Confirmation bias is a psychological phenomenon where your pre-existing beliefs influence how you interpret new information. This phenomenon means that when you encounter a fact, your perception and understanding are not entirely objective. Your interpretation, memory, and attention to this information are shaped by your beliefs, even before you encounter them.

Awareness of this bias is crucial because it means your brain may unconsciously interpret new data in a way that reinforces your pre-existing beliefs, even when you think you’re being objective. This subconscious inclination can skew your understanding and decision-making without realizing it.

Businesses are increasingly hiring data scientists to make what they believe are unbiased, data-driven decisions. However, these decisions often aren’t genuinely driven by data. For a decision to be truly data-driven, it should be the data itself guiding the choice, not preconceived notions or biases, a concept that sounds straightforward but is seldom practiced.

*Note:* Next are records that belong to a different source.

PR #1240, opened 2023-07-30
Gaussian: move formatted checkpoint files to testing directory

berquist:
This moves the Gaussian formatted checkpoint outputs under the `data/FChk` directory and starts testing them.


test/data/testTD.py
```diff
@@ -164,10 +169,6 @@ class GaussianTDDFTTest(GenericTDTest):
 
     expected_l_max = 48000
 
-    def testrotatsnumber(self):
```
berquist, line 167: This is duplicated from the parent test class.

berquist:
I think it can still use things for `moments`...

berquist:
A bunch of Horton bridge stuff is broken.  I am not sure how this code wasn't being tested before.

berquist:
Moments can wait, this is too big already.

shivupa (approved):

The tendency to selectively interpret data to confirm pre-existing beliefs is a typical example of a confirmation bias. Complex mathematical analysis doesn’t solve this bias; it can even obscure it. Often, even if meticulously done, extensive data analysis ends up being overlooked or misinterpreted through confirmation bias. This results in decisions that are no different than if the data were never analyzed. The critical problem is the tendency to adjust interpretations after seeing the data.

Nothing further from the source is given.